Problem statement: Lift out all lines below that contain "needs".

Input for this task:
Issue #1357, opened 2015-09-01
File headers: allow pattern matching or multiple allowable headers to support headers that must include a date


oatkins:
I agree with @sharwell that it's a pain to have a file header that includes a date. However, this might not always be avoidable. On one project, the header includes the _year_ when the file was last updated.

It would be helpful if there was a way to allow, say, "Copyright (C) Flubbersoft, {year}" where **year** is defined as

```
\d{4}
```

(regular expression) or even

```
{ "2014", "2015" }
```

(array of permissible values)

I can make my own analyzer for this case if it's rare, but would be interested to know whether it would be helpful to anyone else too.

sharwell:
So what you're saying is, if you update all the headers to say 2015, it will still be correct?

Because that's exactly what I did in my work project to handle exactly this case. :smile:

oatkins:
We were asked not to update the date unless the file had been changed.

oatkins:
Of course, if you *do* update the date, then the file has definitely been changed... but I don't think that's what was meant ;-)

mreu:
+1 Same here.

bktechy:
We have the same issue.  We don't update the date unless the file has been changed.  With a large solution, changing all file headers to a new date is cumbersome.

Having a way to support this use case would be very helpful.

sharwell:
At this point, the project already supports two specific and particularly practical use cases:

1. Cases like the .NET Foundation uses, which minimizes the chances that a project header ever needs to be changed (no date included at all, but instead references another file containing the information).
2. The strongest possible copyright protection under US copyright law, which is to use the year in which the project started as the copyright date and not change the year for future files (new files get back-dated).

I've seen other strategies employed, but they all seem to lose sight of the actual goals. When 95 years rolls around, one of three things will inevitably happen:

1. You don't care about the code enough to try and protect it anymore
2. The code is so old no one cares to copy it anymore aside from fair use for historical preservation purposes
3. We will all be dead so the whole thing is moot

My recommendation is to use the inflexibility of this tool as rationale to change the policy as it applies to your project.

Nihlus:
Aside from dates, a pattern matching feature would be very useful in terms of headers where the file author is included - a common pattern in open-source collaborations. As it is, having two files with the same header where the only difference is the author (or list of authors) is not possible. A way to have wildcards or list value matching would solve this issue.

sharwell:
[...]

PR #1661, opened 2015-10-20
Use legally-correct copyright notices.

Travis-Snoozy:
The existing copyright support uses the (legally-unrecognized) (C), and does not support year lists due to the literal-matching nature of copyrightText.

This change fixes the above problems by adding a new {copyright} variable for use with copyrightText. The default value for copyrightText is also updated to use {copyright} instead of the hard-coded "Copyright (C)" text.

{copyright} provides the following features:
- When suggesting a fix, automatically expands to "Copyright © " followed by the current year.
- When checking copyright headers, {copyright} matches "Copyright © " followed by a comma-separated list of four-digit years, and/or year-ranges (two four-digit years separated with a hyphen).

This change adds new unit tests to verify this new functionality, and updates the existing tests to work correctly with the new behaviors.

### DIFF
--- a/StyleCop.Analyzers/StyleCop.Analyzers.Test/DocumentationRules/FileHeaderTestBase.cs
+++ b/StyleCop.Analyzers/StyleCop.Analyzers.Test/DocumentationRules/FileHeaderTestBase.cs
@@ -22,7 +22,7 @@ namespace StyleCop.Analyzers.Test.DocumentationRules
   ""settings"": {
     ""documentationRules"": {
       ""companyName"": ""FooCorp"",
-      ""copyrightText"": ""Copyright (c) FooCorp. All rights reserved.""
+      ""copyrightText"": ""{copyright} {companyName}. All rights reserved.""
     }
   }
 }
@@ -53,7 +53,7 @@ namespace Bar
         public async Task TestValidFileHeaderAsync()
         {
             var testCode = @"// <copyright file=""Test0.cs"" company=""FooCorp"">
-//   Copyright (c) FooCorp. All rights reserved.
+//   Copyright © 2015 FooCorp. All rights reserved.
 // </copyright>
 // <summary>This is a test file.</summary>
 
@@ -74,7 +74,7 @@ namespace Bar
         {
             var testCode = @"//----------------------------------------
 // <copyright file=""Test0.cs"" company=""FooCorp"">
-//   Copyright (c) FooCorp. All rights reserved.
+//   Copyright © 2015 FooCorp. All rights reserved.
 // </copyright>
 // <summary>This is a test file.</summary>
 //----------------------------------------
@@ -82,6 +82,79 @@ namespace Bar
 namespace Bar
 {
 }
+";
+
+            await this.VerifyCSharpDiagnosticAsync(testCode, EmptyDiagnosticResults, CancellationToken.None).ConfigureAwait(false);
+        }
+
+        /// <summary>
+        /// Verifies that the literal use of {copyright} in a header does not match the configured token {copyright}.
+        /// </summary>
+        /// <returns>A <see cref="Task"/> representing the asynchronous unit test.</returns>
+        [Fact]
+        public async Task TestLiteralCopyrightAsync()
+        {
+            var testCode = @"// <copyright file=""Test0.cs"" company=""FooCorp"">
+//   {copyright} FooCorp. All rights reserved.
+// </copyright>
+// <summary>This is a test file.</summary>
+
+namespace Bar
+{
+}
+";
+
+            var expectedDiagnostic = this.CSharpDiagnostic(FileHeaderAnalyzers.SA1636Descriptor).WithLocation(1, 4);
+            await this.VerifyCSharpDiagnosticAsync(testCode, expectedDiagnostic, CancellationToken.None).ConfigureAwait(false);
+        }
+
+        /// <summary>
+        /// Verifies that {copyright} correctly requires "Copyright ©" followed by at least a 4-digit year.
+        /// </summary>
+        /// <param name="copyright">The (malformed) string to use in the {copyright} position.</param>
+        /// <returns>A <see cref="Task"/> representing the asynchronous unit test.</returns>
+        [Theory]
+        [InlineData("© 1000")]
+        [InlineData("Copyright 1000")]
+        [InlineData("Copyright ©")]
+        [InlineData("Copyright © 93")]
+        [InlineData("Copyright © 1000-93")]
+        [InlineData("Copyright © 1000, 93")]
+        public async Task TestMalformedCopyrightAsync(string copyright)
+        {
+            var testCode = $@"// <copyright file=""Test0.cs"" company=""FooCorp"">
+//   {copyright} FooCorp. All rights reserved.
+// </copyright>
+// <summary>This is a test file.</summary>
+
+namespace Bar
+{{
+}}
+";
+
+            var expectedDiagnostic = this.CSharpDiagnostic(FileHeaderAnalyzers.SA1636Descriptor).WithLocation(1, 4);
+            await this.VerifyCSharpDiagnosticAsync(testCode, expectedDiagnostic, CancellationToken.None).ConfigureAwait(false);
+        }
+
+        /// <summary>
+        /// Verifies that {copyright} correctly accepts multiple years (lists, spans, and mixtures of the two).
+        /// </summary>
+        /// <param name="copyright">The string to use in the {copyright} position.</param>
+        /// <returns>A <see cref="Task"/> representing the asynchronous unit test.</returns>
+        [Theory]
+        [InlineData("Copyright © 1000, 1003")]
+        [InlineData("Copyright © 1000-1003")]
+        [InlineData("Copyright © 1000-1003, 1005, 1007-1010")]
+        public async Task TestMultipleCopyrightYearsAsync(string copyright)
+        {
+            var testCode = $@"// <copyright file=""Test0.cs"" company=""FooCorp"">
+//   {copyright} FooCorp. All rights reserved.
+// </copyright>
+// <summary>This is a test file.</summary>
+
+namespace Bar
+{{
+}}
 ";
 
             await this.VerifyCSharpDiagnosticAsync(testCode, EmptyDiagnosticResults, CancellationToken.None).ConfigureAwait(false);
--- a/StyleCop.Analyzers/StyleCop.Analyzers.Test/DocumentationRules/SA1633UnitTests.cs
+++ b/StyleCop.Analyzers/StyleCop.Analyzers.Test/DocumentationRules/SA1633UnitTests.cs
@@ -3,6 +3,7 @@
 
 namespace StyleCop.Analyzers.Test.DocumentationRules
 {
+    using System;
     using System.Threading;
     using System.Threading.Tasks;
     using Microsoft.CodeAnalysis.CodeFixes;
@@ -38,8 +39,8 @@ namespace StyleCop.Analyzers.Test.DocumentationRules
         [Fact]
         public async Task TestValidFileHeaderNoContentAsync()
         {
-            var testCode = @"// <copyright file=""Test0.cs"" company=""FooCorp"">
-//   Copyright (c) FooCorp. All rights reserved.
+            var testCode = $@"// <copyright file=""Test0.cs"" company=""FooCorp"">
+//   Copyright © {DateTime.Now.Year} FooCorp. All rights reserved.
 // </copyright>
 ";
 
@@ -53,26 +54,26 @@ namespace StyleCop.Analyzers.Test.DocumentationRules
         [Fact]
         public async Task TestValidMultilineCommentFileHeadersAsync()
         {
-            var testCode1 = @"/* <copyright file=""Test0.cs"" company=""FooCorp"">
-  Copyright (c) FooCorp. All rights reserved.
+            var testCode1 = $@"/* <copyright file=""Test0.cs"" company=""FooCorp"">
+  Copyright © {DateTime.Now.Year} FooCorp. All rights reserved.
 </copyright> */
 ";
 
-            var testCode2 = @"/*
+            var testCode2 = $@"/*
 <copyright file=""Test1.cs"" company=""FooCorp"">
-  Copyright (c) FooCorp. All rights reserved.
+  Copyright © {DateTime.Now.Year} FooCorp. All rights reserved.
 </copyright>
 */
 ";
 
-            var testCode3 = @"/*<copyright file=""Test2.cs"" company=""FooCorp"">
-  Copyright (c) FooCorp. All rights reserved.
+            var testCode3 = $@"/*<copyright file=""Test2.cs"" company=""FooCorp"">
+  Copyright © {DateTime.Now.Year} FooCorp. All rights reserved.
 </copyright>*/
 ";
 
-            var testCode4 = @"/*
+            var testCode4 = $@"/*
  * <copyright file=""Test3.cs"" company=""FooCorp"">
- *   Copyright (c) FooCorp. All rights reserved.
+ *   Copyright © {DateTime.Now.Year} FooCorp. All rights reserved.
  * </copyright>
 */
 ";
@@ -87,17 +88,17 @@ namespace StyleCop.Analyzers.Test.DocumentationRules
         [Fact]
         public async Task TestValidFileHeaderWithDirectivesAsync()
         {
-            var testCode = @"#define MYDEFINE
+            var testCode = $@"#define MYDEFINE
 #if (IGNORE_FILE_HEADERS)
 #pragma warning disable SA1633
 #endif
 // <copyright file=""Test0.cs"" company=""FooCorp"">
-//   Copyright (c) FooCorp. All rights reserved.
+//   Copyright © {DateTime.Now.Year} FooCorp. All rights reserved.
 // </copyright>
 
 namespace Bar
-{
-}
+{{
+}}
 ";
 
             var expected = this.CSharpDiagnostic(FileHeaderAnalyzers.SA1633DescriptorMissing).WithLocation(1, 1);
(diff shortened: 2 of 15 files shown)


sharwell:
I would prefer the text `Copyright ©` appear as literal text in the `copyrightText` property of **stylecop.json**, and the new placeholder only apply to the year ranges.

sharwell:
:memo: Note that the default header's use of `Copyright (c)` complies with the recommended form of notice described under **Visually Perceptible Copies** in [Copyright Notice](http://www.copyright.gov/circs/circ03.pdf) by the US Copyright Office. It is the word 'Copyright' as opposed to the symbol '(c)' which meets this condition.

sharwell:
I've marked this as **needs discussion**. The primary new feature added by this pull request is support for year lists. This is related to #1357.

The main areas of concern I have with this proposal are the following:

1. The US Copyright Office does not suggest the use of or prescribe a form for copyright notices listing multiple years. This means the form used for multiple years is established on a per-company or per-legal-team basis, and thus only applies to a subset of our potential users which are still using headers with year(s) listed.
2. The copyright years cannot be validated for correctness by StyleCop Analyzers. Maintenance of the proposed form imposes the maximum burden for development teams, and I would prefer to discourage its use as much as possible, in as many places as possible. My hope is that as more projects adopt notices which intentionally omit the copyright year(s), the entire software industry will benefit.

The OSS license used for this repository of analyzers does permit users to create a new analyzer which specifically handles copyright headers in a custom format and use that analyzer within their project. As long as the diagnostic IDs for file header diagnostics are changed, the custom analyzer and StyleCop.Analyzers could be used together in the same repository.

Travis-Snoozy:
Yes, Copyright is valid, but (C) is meaningless; perpetuating its use is just silly, so fix it or drop it. Omission if a year is the primary flaw here, regardless. The implementation being tied to the placement of Copyright was intentional for multiple reasons; I'll elaborate further once I have a real keyboard.

http://www.copyright.gov/circs/circ01.pdf

Page 4, "Form of Notice for Visually Perceptible Copies" specifies the year as one of three critical points.

I'm perfectly happy to not handle multi-years, but ONE year is at minimum required.

--
Travis

sharwell:
> Yes, Copyright is valid, but (C) is meaningless; perpetuating its use is just silly, so fix it or drop it.

The current text is the closest we can get to © while only using characters which have the same binary representation in Windows-1252 and UTF-8. If any change is made to the default, I expect it to be the result of ongoing discussions in the .NET Foundation. Note that you can currently customize the `copyrightText` value in **stylecop.json**, and if you use © there it will enforce the use of that mark in source files as well.

> I'm perfectly happy to not handle multi-years, but ONE year is at minimum required.

We use this at my office by creating a variable which holds a fixed year (currently 2015).

```json
{
  "$schema": "https://raw.githubusercontent.com/DotNetAnalyzers/StyleCopAnalyzers/master/StyleCop.Analyzers/StyleCop.Analyzers/Settings/stylecop.schema.json",
  "settings": {
    "documentationRules": {
      "companyName": "Our Company",
      "copyrightText": "Copyright (c) {year} {companyName}. All Rights Reserved.",
      "xmlHeader": false,
      "variables": {
        "year": "2015"
      }
    }
  }
}
```

I think you can make a great case for expanding on this. A special variable (name TBD) which could be used in the `copyrightText` value with the following semantics:

* When suggesting a fix, automatically expands to the current year.
* When checking copyright headers, matches any four-digit year.

Travis-Snoozy:
Still not at a kb, so bear with me --

The placeholder needs to match a valid Copyright symbol as the prev. token. Thus 

{copyright} => ((Copyright)|©) [12]\d{3}  

or similar. Trying to date-match in isolation is an ultimately useless activity, as we can't tell a date from any other sort of 4-digit # -- it's the direct proximity to the magic Copyright word that gives this sequence of digits importance, and the Copyright word in turn needs those digits. I considered trying to do full regex support as the ultimate generic way to solve this, but that plan fell over when suggested fixes had to be considered.

Re. encoding, that shouldn't be a concern: either tag the necessary files with a UTF-8 "BOM", or set up the HTTP server to serve the appropriate file encoding in the headers, and recode as appropriate to the output file's encoding. That said, AFAIK, all .NET languages need to support Unicode source files anyway*. If it's a Super Big Deal, then just drop the (C) altogether. Being squeamish about Unicode vs. legacy text seems oddly quaint, though. Very 90s. :)

Cheers,

--
Travis

* I've noticed the analyzers seemed to choke when I used © in the name of a C# variable, so I presume there are bugs hiding in the code. I'll probably poke at that a bit later.

vweijsters:
I think that the original test cases should not have been modified. Those were valid test cases and should not be modified for an optional feature.

vweijsters:
:question: What is the point of supporting comma-separated list of years or year ranges?

Travis-Snoozy:
50% sure I only touched tests that failed after my change (a shocking number did), but it's entirely possible some got dragged along for the ride. The refactoring was a rather boring autopilot haze.

Regardless, none of the tests' underlying flavor should have changed. If you have specific cases you'd like to try reverting, feel free to point them out.

--
Travis

sharwell:
> 50% sure I only touched tests that failed after my change (a shocking number did)...

This was caused by changing the default value of the `copyrightText` configuration property. Even if we update the code to support a special replacement variable with a "flexible" definition for the year, the default value for `copyrightText` should not be changed to use it. Once the default value is restored, the previously created tests should work again without changes.

GregReddick:
In addition, circular 3 gives more information about the proper form of copyright notices. http://www.copyright.gov/circs/circ03.pdf The (c) has no meaning. There was a court case where the C was enclosed in an octagon instead of a circle and it was ruled invalid.The year should be present. In the United States since 1 March 1989, not having a copyright notice does not mean that the work is uncopyrighted, however it does cause problems. (Not registering the copyright with the Library of Congress limits the damages that can be collected.)

Travis-Snoozy:
Now that I'm at a keyboard... wall of text engage!

> I would prefer the text Copyright © appear as literal text in the copyrightText property of stylecop.json, and the new placeholder only apply to the year ranges.

[...]

> I think you can make a great case for expanding on this. A special variable (name TBD) which could be used in the copyrightText value with the following semantics:
> * When suggesting a fix, automatically expands to the current year.
> * When checking copyright headers, matches any four-digit year.


From what I can tell, the year should come _immediately after_ either "Copyright", "Copr.", or "©". Thus, a generic year-only match is not a semantically equivalent substitute (although it would technically work, essentially you could put {year} tags anywhere, and it would not guarantee the enforcement of a full, legally recognized copyright statement).

A full regex/pattern system would be the logical extension as a fully-flexible and data-driven solution, but that would require a lot of plumbing, and lead to interesting requirements in terms of interacting with the suggested fixes code. It's a lot of work just to support a single templating scenario.

What I could do is put in another configuration knob that lets the customer chose an appropriate value (e.g., copyrightPhrase set by an enum like Full, Abbreviated, Symbol), and have that do the special expansion that checks for a word.

Sadly, this can't be an implicit rule that requires a four-digit year-like thing after any instance of "Copyright", "Copr.", or "©", because those words/symbols could potentially show up in the copyright header and not actually be the intended statement of copyright. For example: "This program is protected by U.S. Copyright law" would trigger improperly. The user has to be able to convey the explicit semantic intent of "this is a copyright notice," and that means, as far as I can tell, the whole notice needs to be handled as a single, explicitly-stated token.

> The year of first publication is intentionally omitted from the default notice[...]

[...]

> My hope is that as more projects adopt notices which intentionally omit the copyright year(s), the entire software industry will benefit.

[...]

> The US Copyright Office does not suggest the use of or prescribe a form for copyright notices listing multiple years.

[...]

> What is the point of supporting comma-separated list of years or year ranges? 

[Guidance given by the copyright office](http://www.copyright.gov/circs/circ01.pdf) specifies a single year after the "Copyright", "Copr.", or "©". This represents, at least in the US, the "best practice," and that is exactly what StyleCop is supposed to be helping us conform to. By the same reasoning, **I intend to remove the multi-year support from this change**.

>The existing copyright support uses the (legally-unrecognized) (C)[...]

[...]

>It is the word 'Copyright' as opposed to the symbol '(c)' which meets this condition.

[...]

>The (c) has no meaning.

Best practice would seem to be to not have (C) -- everyone seems to acknowledge it's not a legally recognized sequence. It's cruft. Kill the cruft. :)

>Even if we update the code to support a special replacement variable with a "flexible" definition for the year, the default value for copyrightText should not be changed to use it.

[...]

> If any change is made to the default, I expect it to be the result of ongoing discussions in the .NET Foundation.

[...]

>In the United States since 1 March 1989, not having a copyright notice does not mean that the work is uncopyrighted, however it does cause problems. (Not registering the copyright with the Library of Congress limits the damages that can be collected.)

Omitting copyright years may seem like a trivial choice, but as Greg points out, there are real legal ramifications of making this choice. Upon learning this, I would consider it to be not only incorrect, but professionally unethical to continue with a default that does not enforce a year-labeled copyright notice.

> We use this at my office by creating a variable which holds a fixed year (currently 2015).

This was the first option I reached for when I tried to get my codebase going... sadly, it leads to StyleCop errors in the source code unless all the files use the current year. Since it is improper and incorrect to change all the files to the latest year (especially if the code in the files hasn't changed), this sadly this is a non-solution to the bigger problem. Again, we need an unambiguous semantic declaration of "this is a copyright notice here," and the engine needs to be smart enough to treat it properly.

sharwell:
I'm going to go a bit out of order on the responses.

> This represents, at least in the US, the "best practice," and that is exactly what StyleCop is supposed to be helping us conform to.

The suggested guidance is the recommended practice to follow in order to maximize the ability to obtain statutory damages following an infringement. In my experience (and [IANAL](https://en.wikipedia.org/wiki/IANAL)), source code files tend to derive only marginal benefits from this practice because they fall into one of two categories:

1. Open source software, where the work tends to not be for (direct) profit, and the original author is less likely to statutory damages as the result of an infringement.
2. Closed source software, where the source code files are not publicly distributed.

Rather than focus on a hypothetical outcome of obtaining statutory damages, the default behavior of the copyright headers in this project focuses on behavior which can be easily adopted and is appropriate at minimum for a majority of open source projects. The default header is essentially as easy to maintain as not having a header at all (maximum developer efficiency), but does provide a notice regarding the copyright holder for the work. Individual projects may expand on this by customizing the copyright text; as you can see in this project we added brief information regarding the license the source code is provided under and the location where the complete license text may be obtained.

Result of the task:
1. Cases like the .NET Foundation uses, which minimizes the chances that a project header ever needs to be changed (no date included at all, but instead references another file containing the information).
I've marked this as **needs discussion**. The primary new feature added by this pull request is support for year lists. This is related to #1357.
The placeholder needs to match a valid Copyright symbol as the prev. token. Thus 
or similar. Trying to date-match in isolation is an ultimately useless activity, as we can't tell a date from any other sort of 4-digit # -- it's the direct proximity to the magic Copyright word that gives this sequence of digits importance, and the Copyright word in turn needs those digits. I considered trying to do full regex support as the ultimate generic way to solve this, but that plan fell over when suggested fixes had to be considered.
Sadly, this can't be an implicit rule that requires a four-digit year-like thing after any instance of "Copyright", "Copr.", or "©", because those words/symbols could potentially show up in the copyright header and not actually be the intended statement of copyright. For example: "This program is protected by U.S. Copyright law" would trigger improperly. The user has to be able to convey the explicit semantic intent of "this is a copyright notice," and that means, as far as I can tell, the whole notice needs to be handled as a single, explicitly-stated token.
This was the first option I reached for when I tried to get my codebase going... sadly, it leads to StyleCop errors in the source code unless all the files use the current year. Since it is improper and incorrect to change all the files to the latest year (especially if the code in the files hasn't changed), this sadly this is a non-solution to the bigger problem. Again, we need an unambiguous semantic declaration of "this is a copyright notice here," and the engine needs to be smart enough to treat it properly.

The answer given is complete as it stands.